When it came to reaching customers, the ‘traditional’ way was to get out there and find them.

“You knock on the doors, you walk the pavement or you give them a phone call.”

These traditional methods were all Anear knew at the time, he explains. They were the best ideas he had.

Over time, he started to learn more about how he could use the web to help customers find the business, rather than the other way around.

Soon he realised this was a “beautiful way of doing business”, he adds.

“It’s way more enjoyable.”

The impact

Operating within these ‘traditional’ bounds of business meant SafetyCulture was expensive, and exhausting, to run.

“The amount of time and energy that goes into running a sales team is enormous,” Anear says.

It was also proving difficult for the founder to hire the kinds of people he wanted in the business. The best employees don’t want to spend their time trying to sell things to people who neither want or need them, he explains.

Ultimately, SafetyCulture may not have grown to the $2.2 billion success story it is today if Anear had not made a change.

“I was exhausted,” he says.

“I knew running the telemarketing model was not the future.”

The fix

Things turned around when Anear and the team launched their web browser, initially as a way to reach customers more easily.

Once they swotted up on SEO, search marketing and Google Ad Words, it became clear this also allowed customers to search for what they needed, and stumble across SafetyCulture organically.

When SafetyCulture released its now-flagship inspection product iAuditor, the App Store provided yet another avenue for attracting business.

“Customers don’t want a product or feature, they want a solution to their problem,” Anear says.

“We were constantly finding more and more customers every day that were coming to us online from all over the world.”

The change made the business more efficient, with less time wasted on fruitless outbound marketing efforts.

It also had a positive effect on the culture at the startup. By shifting the focus to the solutions, Anear was finally able to hire people who wanted to be part of a solutions-driven company.

“You’re going to attract people who genuinely care about problem solving, and who genuinely care about customers and helping people, rather than people who are motivated by money,” he explains.

“You end up with a more fulfilled team.”

That in turn has an impact on the kinds of investors and customers the business was able to attract, which inevitably led to faster growth.

The lesson

The lesson Anear would pass on to other founders is a simple one: “Don’t sell products to people. Position your product where customers who want them can find them.”
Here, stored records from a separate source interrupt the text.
PR #98, opened 2023-08-30
bugfix: Fix duplicate type members in query catch 

Aflynn50:
Add a test for duplicate map keys and check for duplicates using equality of the string representation of the `typeMember` rather than equality of the pointer.

In #75 a bug was unwittingly introduced. `mapKey` and `structField` are both structs that implemented the `typeMember` interface. #75 change it so their a pointer to them implemented the interface so that the types could be passed around by reference rather than by value. The only problem is, that the map `typeMemberPresent` is indexed by `typeMembers`. This was therefore now indexed by pointers to structs rather than the structs themselves.

An error is thrown if two of the same `typeMember` appear in the outputs as this could create ambiguity. The test for this error still passed because in the case of `structField`s if two fields of the same struct are present then both will have the same pointer (as they are added from `tagToField` in `structInfo` which was a `map[string]*structField`. This is not the case for maps however.


internal/expr/typeinfo.go
```diff
@@ -9,6 +9,8 @@ import (
 	"sync"
 )
 
+// typeMember should be implemented without pointer recivers as it is used as a
```
letFunny: Typo in recivers. I am not sure if I would reword the comment to say something like "as it is used as a key in maps and, even if the underlying structures are equal, their pointers will not be".

letFunny (commented):
All good, it seems to be basically a revert of the previous PR #75. I only included a comment for a typo and a possible rewording of a comment

internal/expr/typeinfo.go
Aflynn50: Changed.

letFunny (approved):

internal/expr/typeinfo.go
```diff
@@ -9,6 +9,9 @@ import (
 	"sync"
 )
 
+// typeMember should be implemented without pointer receivers as it is used as
+// a key in maps and, even if the underlying structs are equal, the pointers
+// may not be.
```
niemeyer: I'm probably missing something here. These values were designed to be a long term cache of type data, and as such using them as pointers should be fine. In the original design, it also meant that these values were always unique, so we might even use them as keys in a map, and that's a pretty good key since this is a pointer.

Now it sounds like this has changed, maybe after introducing `mapKey`?  But this outcome sounds a bit like previous conversations we had: it's an unintended design change that is spreading abstraction breaking issues.  I would instead prefer to restore the original intention of this logic: to cache struct information.

Just as some backing evidence for this, the data that composes the `structField` type below looks like a pretty bad way to have a unique map key.

Happy to discuss this further.

niemeyer (changes requested):

letFunny (changes requested):
@Aflynn50 and me talked about Gustavo's concern and how to solve it. How it works at the moment for structs is that we get the struct information and field from the type samples. For maps that is not the case because the keys are not included in the reflection information and we have to use a string, that is why the pointers wont be equal and to check for equality we actually need to check the struct value.

We discussed two options:
1. Use pointer receivers for struct to avoid copying them and because conceptually they are unique and long lived, but use value receiver for maps because of the reasons above.
2. Generate a unique key out and use that to cache information in the map. For structs we could generate the string `Struct.Field`, and `Map.key` for maps. Both will be unique per SQLair constraints.

We think the best solution is 2. because we do not have to mix receiver types and it is much simpler conceptually when reading the code.

Aflynn50:
This bugfix has been changed to use the approach detailed above. The map `typeMemberPresent` is now indexed by a string representation of the type member. This avoids the need to replace the mapKey methods with value receivers which would introduce a bad smell (even if there was a justification) into the code.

This may sound like something easier said than done. But Anear says today’s technology allows for it.

Within a day or so, anyone can build an ad campaign, advertise using Google AdWords and start selling a product.

It’s perfecting the product and the user experience that’s the tricky bit, he says.

“I think it is quite easy actually to find your customers to do it at scale,” he adds.

“You can actually take a product to market easier than ever now.”